# Barn Dogs - What breed?



## lupinfarm (Feb 19, 2010)

We'll be putting the tack room together this year and since our barn is some distance from the house, we'd like to get a barn dog/LGD type dog earlier than expected. We're looking at getting a male, would be fixed, and he'd live in the barn (pretty draft proof, its way warmer in there than the outside world despite it being an old bank barn lol). We'd probably be looking around next spring for one. 

We've had Newfs before and my mum wanted something like an Akbash but I just don't want to deal with Akbash's, I'm so sick of Akbash's lol. I really want something like a Landseer Newfie again, but we're going to have a difficult time finding one that isn't from a breeder a couple towns over who has the worst taken care of dogs in the world, with the worst inherited problems possible. The dog would sort of be an alarm system for the barn, and would probably be introduced to the horses soon enough and has to be good with the goats obviously. He'll be trained to respect the boundaries of the farm as well. 

Any other breeds you guys can boast about here? I like my dogs colourful too, which is another reason I like the Landseer's. Whatever we get has to be friendly and approachable but can be trained to know when there is a threat. He'll be guarding the barn and livestock that are located closer to the road.


----------



## Lil_Miss_Farmer_Chick (May 17, 2010)

Maybe you might want to do some research on German Shepherds.  They are fantastic working dogs, incredibly smart and easy to train.  Imho, the females are better for guarding livestock, but that's just mho.  We are looking for a guardian also, and I found a few breeders here in michigan that breed them specifically for working various jobs. I like the various colors they come in, even pure white and we had one when I was younger and she was the best dog ever.  It's a thought, just wanted to share.  Good luck with your search!


----------



## Iwantgoats (May 18, 2010)

I think it really depends on the _dog_ not necessarily a _breed_.  I would check the local shelter and tell them you need an active dog for around the farm.  That's what I did.  

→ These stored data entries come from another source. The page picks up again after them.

PR #9858, opened 2022-08-01
Constants cleanup

JacobCallahan:
Most of these constants are no longer being used.
I also updated the ostree fedora constants since those no longer exist.

I additionally included changes revolving around removing the use of constants in favor of just the values themselves.
In these instances, the constant was significantly longer than its value.

### DIFF
--- a/tests/upgrades/test_yum_plugins.py
+++ b/tests/upgrades/test_yum_plugins.py
@@ -28,7 +28,6 @@ from wait_for import wait_for
 from robottelo.api.utils import attach_custom_product_subscription
 from robottelo.api.utils import call_entity_method_with_timeout
 from robottelo.config import settings
-from robottelo.constants import DISTRO_RHEL7
 from robottelo.constants import REPOS
 from robottelo.logging import logger
 from robottelo.upgrade_utility import install_or_update_package
@@ -37,7 +36,6 @@ from robottelo.upgrade_utility import run_goferd
 
 
 DOCKER_VM = settings.upgrade.docker_vm
-CLIENT_OS = DISTRO_RHEL7
 
 
 class TestScenarioYumPluginsCount:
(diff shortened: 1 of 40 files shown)


tests/upgrades/test_yum_plugins.py
```diff
@@ -78,7 +76,7 @@ def _check_yum_plugins_count(self, client_container_id):
     def _create_custom_tools_repos(self, product):
         """Create custom tools repo and sync it"""
 
-        tools_repo_url = settings.repos.sattools_repo[DISTRO_RHEL7]
+        tools_repo_url = settings.repos.sattools_repo['rhel7']
         if None in [tools_repo_url]:
             raise ValueError(f'The Tools Repo URL {self.client_os} is not provided!')
```
shweta83, line 81:
```suggestion
            raise ValueError(f'The Tools Repo URL rhel7 is not provided!')
```

JacobCallahan: That could very well be the right call. However, I cannot determine the origin of `self.client_os`. @ColeHiggins2 do you know?

latran (approved):

tests/upgrades/test_yum_plugins.py
mshriver: yeah .... `self` is the test class, and I don't see this getting set anywhere. I think I'd go with @shweta83 suggestion here since `rhel7` is hardcoded in the key lookup relevant to this statement.

mshriver (approved):

tests/upgrades/test_yum_plugins.py
mshriver: Since this line isn't actually touched by the PR, I'm going to merge as-is. The test owner can address (or @shweta83 you can open a one-liner!) this `client_os` reference.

Unless of course it will be herding, or some of specific job then I would recommend a border collie.


----------



## michickenwrangler (May 18, 2010)

Mine's a mutt, a lab/husky cross, looks like a small yellow lab with a finer head, blaze on her face and blue eyes. She's an excellent farm dog, doesn't chase wildlife or livestock, I can leave her out when the chickens free range and she just lays down and watches them. She's big enough to deter foxes and coyotes in this area. (We may possibly have wolves, bears and mtn lions now, but that's another story). She rarely barks or wanders. Really only barks when someone comes up the drive or she can see the neighbor through the trees. We really lucked out with her.

I'd look into a mutt from the pound, maybe a young shepherd cross of some kind.


----------



## dianneS (Apr 26, 2011)

My dog is a Karakachan/great pyr.  Karakachan's come in all colors, but they really must be kept with a herd.  They really do bond with the other animals and don't like to be alone.  They don't require any special accomodations in winter either.  The colder the better and they prefer to lay in the snow until they're so covered in it that they disappear.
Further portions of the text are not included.